WORK INSTRUCTIONS: Nothing below is to be printed except the lines between the line holding "several pxppx versions" and the line holding "I dismantled all", inclusive, each exactly as it appears.

(MATERIAL PROVIDED Opens)

PR #1638, opened 2019-11-06
xorgwizard: Add startx option

rizalmart:
Add start X option in xorgwizard commandline menu

### DIFF
--- a/woof-code/rootfs-skeleton/usr/sbin/xorgwizard
+++ b/woof-code/rootfs-skeleton/usr/sbin/xorgwizard
@@ -383,7 +383,7 @@ rm -f /tmp/xorg.cli /tmp/xorg.cli.res
 
 case $XCHOICE in
 	"-") exit ;;
-	"1)") startx ;;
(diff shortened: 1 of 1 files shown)


wdlkmpx:
This breaks the shutdown sequence in dpup and probably in all wce pxps

rizalmart:
Can you give me some details why it breaks shutdown sequence?

wdlkmpx:
xwin or something.. will reply tomorrow.. cellphone running out of battery 2%

wdlkmpx:
When I select `Start X Window System` Xorg starts fine.

But when I want to reboot, it only drops to the console and xauth is missing, and I need to type reboot again.

I think it's because it's bypassing xwin or something.

rizalmart:
That's weird. startx should start Desktop Environment normally. I modified now the script. instead of using startx to start DE, it uses xwin command

wdlkmpx:
It works fine now. Well there some outstanding anomalies. It should be fixed by deleting most of the codebase.

PR #1679, opened 2019-11-27
rc.sysinit: Load ndiswrapper

rizalmart:
If a installed ndis driver is found. load the ndiswrapper module


wdlkmpx:
I've seen code in sns and netwiz that deal with ndiswrapper and at least 5 network managers are supported.. what does @rserwin1 think of this change?

PR #1691, opened 2019-12-07
Create network-privacy.desktop

rizalmart:


peabee:
I think this should be provided as a .pet in the ibiblio common32/64 repos rather than as part of Woof-CE.
1. it is a specialist app only likely to be used by a very few users
2. macchanger is quite a big dependency (185KB compressed)
3. macchanger is not provided by Slackware (Salix does have it) see pkgs.org
4. will complicate the menu structure further for ordinary users
5. are there any known requests on the forum for its addition?

@rizalmart - would be great if you could learn how to combine all items into a single pull request - there were 22 emails associated with this single change!!!

01micko:
@peabee and @rizalmart 

Please see #1715

01micko:
The whole lot should be one PR anyway. I'm not reviewing every singe PR here so I'm closing until it's consolidate.. a PR for a .desktop file? Linus would swear! :joy_cat:

PR #1693, opened 2019-12-07
Update network_default_connect

rizalmart:
Added randomizing mac address before connecting to network (requires macchanger)


01micko:
Is this **off** by default? 

Case in point: user has a server with static IP set by the router.

Issue #1716, opened 2019-12-11
can't create save file when using ssh (headless)


01micko:
I've solved the issue of booting headless and connecting via wifi in e8647f4 in PUPMODE=5 so I logged in to a pi over ssh, using ` mpscan -t 6 -p 22 10.1.1.1 - 10.1.1.254` to find the IP.

However I've tried a few methods to save session; 
- log in with X forwarding
- without X forwarding
- killing X
- `nohup wmreboot` (in X)
- `nohup reboot` (no X)
- a few other ways

I didn't try `shutdown-config` directly. Maybe it will work?

Wondering if @gyrog or @woodenshoe-wi have any ideas?

This is not a raspberry pi specific problem.

s243a:
Isn't there some flag that is set that triggers snapmergepuppy? I think said flag is created when you press the save button.

01micko:
@s243a you misunderstand, I can't create the save file from pupmode 5. Perhaps I should change the title.

gyrog:
shutdownconfig is interactive, but it is supposed to have a non-X mode, so maybe it will work with ssh.
The alternative would be to write what is needed diretly to /tmp/shutdownconfig_results.

01micko:
Thanks @gyrog 

I'm using X forwarding so running shutdownconfig directly _does_ work - with bugs.

1. There is constant loop of a 'broken pipe', varies in frequency but doesn't seem to affect the result.

2. No matter what reboot routine I try to use, the only one that works is `nohup busybox reboot`. The touble with that though is that the ssh VT is left hanging, a simple close of the window seems sufficient.

3. On the pi though (this is a pi specific anomaly) it reboots to pupmode 5. Luckily, I have a gtkdialog GUI to set the default boot option and set it to the raspupave. I can ssh in and run that GUI. Another reboot and we land in pupmode 13, however stuff isn't saved. I need to run `save2flash` then kill stuff and run `nohup busybox reboot`

It would be nice to fix all this but I can live without as long as I carefully document my steps. It probably would be better booting `pfix=nox` and not using X forwarding. I'll try that on the weekend.

01micko:
`shutdownconfig` actually works with X forwarding. A save folder is created where I want it.

The problem seems to be rebooting and shutting down, even prepending with `nohup `.

With out X forwarding may well be the go, but we don't have CLI utils for some things, such as syncing to a time server, need to fix that.

s243a:
[...]

PR #1723, opened 2019-12-14
slacko: use slackware version in pupsave

wdlkmpx:
It's possible to create pupsaves from Live CDs.

It's also possible to boot directly from ISOs [and create pupsaves] with special grub4dos/grub2 menu entries, so it's easy to test default stuff in real hardware.

(example menu entry can be found in this commit
or in initrd-progs/0initrd/sbin/isoboot)

The pupsaves are always located in HDD/SSD/Flash/etc drvs.

But there's a problem with slacko: pupsave collision.

New pupsaves:

- slacko 5.8.12  : slacko140_32 [save[.4fs]]
- slacko64 5.8.12: slacko140_64 [save[.4fs]]

- slacko 6.5  : slacko141_32 [save[.4fs]]
- slacko64 6.5: slacko141_64 [save[.4fs]]

- slacko 7.0rc  : slacko142_32 [save[.4fs]]
- slacko64 7.0rc: slacko142_64 [save[.4fs]]

### DIFF
--- a/initrd-progs/0initrd/sbin/isoboot
+++ b/initrd-progs/0initrd/sbin/isoboot
@@ -21,14 +21,15 @@
 # - a savefolder is used
 
 #===================
-#    grub4dos  
+#  grub4dos  - https://github.com/chenall/grub4dos/releases
 #===================
-#title Start pup.iso
-#  find --set-root --ignore-floppies /ISO/pup.iso
-#  map /ISO/pup.iso (0xff)
+#title Start /ISO/pup.iso
+#  set iso=/ISO/pup.iso
+#  find --set-root --ignore-floppies %iso%
+#  map %iso% (0xff) || map --mem %iso% (0xff)
 #  map --hook
 #  root (0xff)
-#  kernel (0xff)/vmlinuz find_iso=/ISO/pup.iso
+#  kernel (0xff)/vmlinuz find_iso=%iso%
 #  initrd (0xff)/initrd.gz
 
 #===================
--- a/woof-distro/x86/slackware/14.0/DISTRO_SPECS
+++ b/woof-distro/x86/slackware/14.0/DISTRO_SPECS
@@ -1,11 +1,11 @@
 #One or more words that identify this distribution:
 DISTRO_NAME='Slacko Puppy'
 #version number of this distribution:
-DISTRO_VERSION=5.8.10
+DISTRO_VERSION=5.8.12
 #The distro whose binary packages were used to build this distribution:
 DISTRO_BINARY_COMPAT='slackware'
 #Prefix for some filenames: exs: slackosave.2fs, slacko-5.7.1.sfs
-DISTRO_FILE_PREFIX='slacko'
+DISTRO_FILE_PREFIX='slacko140-32'
 #The version of the distro whose binary packages were used to build this distro:
 DISTRO_COMPAT_VERSION='14.0'
 #-
--- a/woof-distro/x86/slackware/14.1/DISTRO_SPECS
+++ b/woof-distro/x86/slackware/14.1/DISTRO_SPECS
@@ -1,11 +1,11 @@
 #One or more words that identify this distribution:
 DISTRO_NAME='Slacko Puppy'
 #version number of this distribution:
-DISTRO_VERSION=6.4
+DISTRO_VERSION=6.5
 #The distro whose binary packages were used to build this distribution:
 DISTRO_BINARY_COMPAT='slackware'
 #Prefix for some filenames: exs: slackosave.2fs, slacko-6.3.2.sfs
-DISTRO_FILE_PREFIX='slacko'
+DISTRO_FILE_PREFIX='slacko141-32'
 #The version of the distro whose binary packages were used to build this distro:
 DISTRO_COMPAT_VERSION='14.1'
 #the kernel pet package used:
--- a/woof-distro/x86/slackware/14.2/DISTRO_SPECS
+++ b/woof-distro/x86/slackware/14.2/DISTRO_SPECS
@@ -1,11 +1,11 @@
 #One or more words that identify this distribution:
 DISTRO_NAME='Slacko Puppy'
 #version number of this distribution:
-DISTRO_VERSION=6.9.9.9
+DISTRO_VERSION=7.0rc
 #The distro whose binary packages were used to build this distribution:
 DISTRO_BINARY_COMPAT='slackware'
 #Prefix for some filenames: exs: slackosave.2fs, slacko-6.9.9.9.sfs
-DISTRO_FILE_PREFIX='slacko'
+DISTRO_FILE_PREFIX='slacko142-32'
 #The version of the distro whose binary packages were used to build this distro:
 DISTRO_COMPAT_VERSION='14.2'
 #the kernel pet package used:
--- a/woof-distro/x86_64/slackware64/14.0/DISTRO_SPECS
+++ b/woof-distro/x86_64/slackware64/14.0/DISTRO_SPECS
@@ -1,11 +1,11 @@
 #One or more words that identify this distribution:
 DISTRO_NAME='Slacko64 Puppy'
 #version number of this distribution:
-DISTRO_VERSION=5.8.10
+DISTRO_VERSION=5.8.12
 #The distro whose binary packages were used to build this distribution:
 DISTRO_BINARY_COMPAT='slackware64'
 #Prefix for some filenames: exs: slacko64save.2fs, slacko64-5.8.8.sfs
-DISTRO_FILE_PREFIX='slacko64'
+DISTRO_FILE_PREFIX='slacko140-64'
 #The version of the distro whose binary packages were used to build this distro:
 DISTRO_COMPAT_VERSION='14.0'
 #the kernel pet package used:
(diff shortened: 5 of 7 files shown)


01micko:
The idea has merit but I don't agree with the execution. It will mess up many scripts that rely on `$DISTRO_FILE_PREFIX`.

Also `raspup` and `dpup` will have the same problem.

Why not use `$DISTRO_DB_SUBNAME`?

```
# . /etc/DISTRO_SPECS 
# echo $DISTRO_DB_SUBNAME 
slacko6414.2
```

The debians then we can append the version to `DISTRO_DB_SUBNAME`
eg:
` DISTRO_DB_SUBNAME=raspup10 # buster`

wdlkmpx:
Ah.. I didn't think much about how many scripts will be affected.

I see a lot of scripts use DISTRO_FILE_PREFIX, and this would make everything clearer... literally.

Looking at the code, so far the only breakage I notice happens in 3builddistro.. the slacko logo will not be renamed to puppylogoXX.png. And this does not bother me...

I'll build a couple of ISOs to see the results.

$DISTRO_DB_SUBNAME is a good alternative but it will affect all builds and init must be modified to look for ${DISTRO_DB_SUBNAME}save*, then ${DISTRO_FILE_PREFIX}save. 

shutdownconfig must also be modified to use $DISTRO_DB_SUBNAME  if available then fall back to $DISTRO_FILE_PREFIX

I think $DISTRO_DB_SUBNAME is not available in zwn.

Some builders will be upset by the change, since DISTRO_FILE_PREFIX indeed defines the pupsave.

Perhaps there needs to be a variable only for pupsaves. Anyway it's always easy to break backwards compatibility when fixing the unfixable.

peabee:
I wouldn't want pupsaves named by anything other than DISTRO_FILE_PREFIX.......they have to be consistent with .sfs naming

peabee:
If you do change the DISTRO_FILE_PREFIX for slackos then you also need to change the examples line above......

01micko:
```
.  /etc/DISTRO_SPECS
echo ${DISTRO_DB_SUBNAME/$DISTRO_COMPAT_VERSION/}
```

Ok, I get what you are getting at @wdlkmpx and that is trying to automate pupsave creation. Why not just append a random number?

gyrog:
I don't see a possibility for a "save" collission.
If each frugal install is in a unique directory, then it doesn't matter if all "save"'s have the same filename, heck, all Puppies could just save to "save" and there would still be no collision.

wdlkmpx:
Save collision: this happens when booting from live cds or isos.

If you create a pupsave with slacko 14.2 (cd) and then use a slacko 14.1 cd, it will find and use the slacko 14.2 save..

To understand this you must be testing stuff, I built like 30 isos in the past few days and decided that it's just easier to just copy and paste a iso file to a directory and boot from it.

Of  course it's just easier to test with qemu without rebooting. But this may help multisession cd users find another way to do things..

wdlkmpx:
Talking about qemu, I don't have a way to test a puppy in one of the obscure machines that only support efi32 (bootia32.efi), but using qemu to boot a .iso with a edk2 bios (efi32/efi64/arm64) I can test uefi-booting even in a machine that doesn't support uefi, to test efi32 you don't even need a 64-bit capable processor. VMs make everything easier.

wdlkmpx:
Writing this from slacko141-32 6.5. I created slacko141-32save.... I changed the slacko DISTRO_FILE_PREFIX to slackoXXX-XX.

Perhaps I should change 32 -> i686 or x86 / 64 -> x86_64

devx_slacko141-32_6.5.sfs
slacko141-32-6.5.iso
- initrd.gz
- puppy_slacko141-32_6.5.sfs
- vmlinuz
- zdrv_slacko141-32_6.5.sfs

From what I can see only the common64 eudev is a failure or something, need to improve the recipe cos it's a bit hackish for 64 bit builds.

Live CD, this is the menu that is generated by the build system and the default installers (bootflash, puppyinstaller).

Screenshot(1)

Screenshot(2)

The menus are not affected, although they should be.

No breakage occurs. This is a [sensitive] change that may mess with branding andss.. but it doesn't get any clearer than that.

01micko:
I've had a long hard think about this PR and my conclusions follow..

### script breakage
While in woof itself nothing breaks there are surely a dozen or more third party scripts (contained in PET packages or SFS packages, either included in the `PKS_SPECS_TABLE` or in the repo) that will _not_ conform to the changes proposed.

### use case
What is the use case?
It seems to be simply booting off the iso, either hard copy or via `grub4dos` or `grub2` soft copy and creating a save is the primary use case. That will be rare case where a 'collision' may occur.

### upgrading
This makes upgrading slacko from say, 6.2 to 7.0 far more difficult for the average Joe. Sure, upgrading is certainly not perfect but I'm sure more users will try that than those who try to use an automatic save file.
If a user decides _not_ to install any extra packages, which I'm sure plenty do, upgrading can go very well. Or, if a user _remasters_ and then upgrades that can go well too. Obviously remastered changes will be lost but I'm sure we're not dealing with complete idiots _all_ of the time.

### intention
What is the intention? Put in code that auto-creates the savefile? Surely user input is needed (_yes: I want to save_, _no: no save for me thanks_) and there must be a better way; as I said earlier, append a random number or something.

### woof is editable!
If a builder fears a 'collision' is probable, then they can easily edit `DISTRO_SPECS` accordingly.

wdlkmpx:
How can you upgrade an incompatible pupsave, nonsense.

01micko:
> How can you upgrade an incompatible pupsave, nonsense.

I see you've never tried it.

wdlkmpx:
I have performed several upgrades and added many hacks to make them
easier - I removed basically all of the hacks I added.

The only side effect is a weird behavior and many bugs that have no
explanation. Only when you make no changes to the codebase an upgrade
is relatively safe, as long it's a small pupsave with very few
changes.

01micko:
> Only when you make no changes to the codebase an upgrade
is relatively safe, as long it's a small pupsave with very few
changes.

Basically what I [said](https://github.com/puppylinux-woof-CE/woof-CE/pull/1723#issuecomment-568256379)

Probably more importantly, a pupsave should _never_ be created without user permission. If permission is required, then appending _any_  suffix is a no brainer. People generally don't want stuff written to disk if permission is not given.

I'll refer you to the [pupdesk.flg fiasco](http://murga-linux.com/puppy/viewtopic.php?p=703111#703111) .. and there is plenty more, that link is the tip of the iceberg.. started a flame war in fact.

wdlkmpx:
Of course a pupsave of slacko141 is created without user permission,
you only need to create a slacko142 pupsave from CD and slacko 141
will use it and will perform an upgrade.

wdlkmpx:
Notice how I never talk about slacko 5, 6 or 7. Because I never talk
about tahrpup 5, 6, or 7. It's just tahrpup and tahrsave. But I think
it should be tahrXXsave to make it more consistent.

There seems to be a misunderstanding here. The save collision happens
if you create a pupsave from a physical live CD. If you test or use
several pxppx versions from cd, then it will happen. Booting from iso
or qemu [vhd] just creates the same scenario.

wdlkmpx:
And the main reason to remove multi-session cd support is... you can't
create a multi-session cd from a iso file or from a usb flash drv with
dd-ed iso or from qemu. There's no way to test it.

I dismantled all of my cd drives, my dvd drives are starting to fail
[need maintenance], and my bluray burner drive.... burning video files
to a 25GB optical disc might be a good idea.... and all I can think of
is that I need to transfer many video and audio files from dvds to a
hard drive before it's too late.

But it's easy to have many pupsaves and manage them from CD, currently
shutdownconfig is called only when no pupsave has been found [pupmode
5]... but the basename is all you need to know. By duplicating the
pupsave or by manually creating a new pupsave and appending chars to
the base pupsave name, you'll have a menu with pupsaves to choose
from... at every boot. That's what I'd call a multisession cd.

01micko:
OK, on more thought..

`slacko` is more or less my branding. I don't pretend to own it, anyone can use it in the context of a slackware based puppy. It started out as `spup` and my first ever release was `spup-100` based on slackware-13.0. My first 'official' release was _slacko-5.3_ based on slackware-13.37 released from Barry's woof.

Appending the 'o' is an _Australianism_ ...  micko, nicko,  davo, johnno,  (shazza, dazza, bazza - yep [we're a weird mob](https://www.youtube.com/watch?v=GCSKD_pn2Rk))

Why not revert back to `spup` in woof-CE, do your thing but don't delimit with underscore as all the system sfs are delimited with underscore.

No need to distinguish the 32 bit version as it is just plain old `spup`, 64 `spup64` then just append `130, 133, 140, 141, 142, 150` or whatever version resembles upstream.
So `spup64141` or `spup142` .. you get my drift.

To address the save creation, why not make it a boot param `pfix=forcesave` or something and then, in `init` mount where we have booted from (based on UUID or something) and create the save folder, so long as the partition is of type `linux`. Of course booting on bare metal with a hard CD/DVD with multiple partitions of type `linux` creation should be aborted as we have no idea where the user wants to put the save.

Actually, we have enough tools in init to create a _savefile_ (ext[2,3,4], f2fs) so it could go onto a windows partition.

01micko:
Actually, the `forcesave` thing would fix my issue #1716

wdlkmpx:
The reason I used a delimiter is because 64141 looks like a big
number. I'm not going to reopen (I can't) or make other changes to the
pr.

busybox mke2fs cannot create ext3/ext4 fs. It's quite easy to add the
real static mke2fs, it's compiled but discarded.

pxppx already supports using an empty pupsave, init detects it and
writes a flag file that is read by rc.update.

A few months ago I made rc.update a bit more "intelligent" to make it
work better even without the flag file created by init.

So it only takes creating a directory or a 2fs/3fs/4fs file and set
some variables to make it work.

(MATERIAL PROVIDED Closes)

EXERCISE SOLUTION:
several pxppx versions from cd, then it will happen. Booting from iso
or qemu [vhd] just creates the same scenario.

wdlkmpx:
And the main reason to remove multi-session cd support is... you can't
create a multi-session cd from a iso file or from a usb flash drv with
dd-ed iso or from qemu. There's no way to test it.

I dismantled all of my cd drives, my dvd drives are starting to fail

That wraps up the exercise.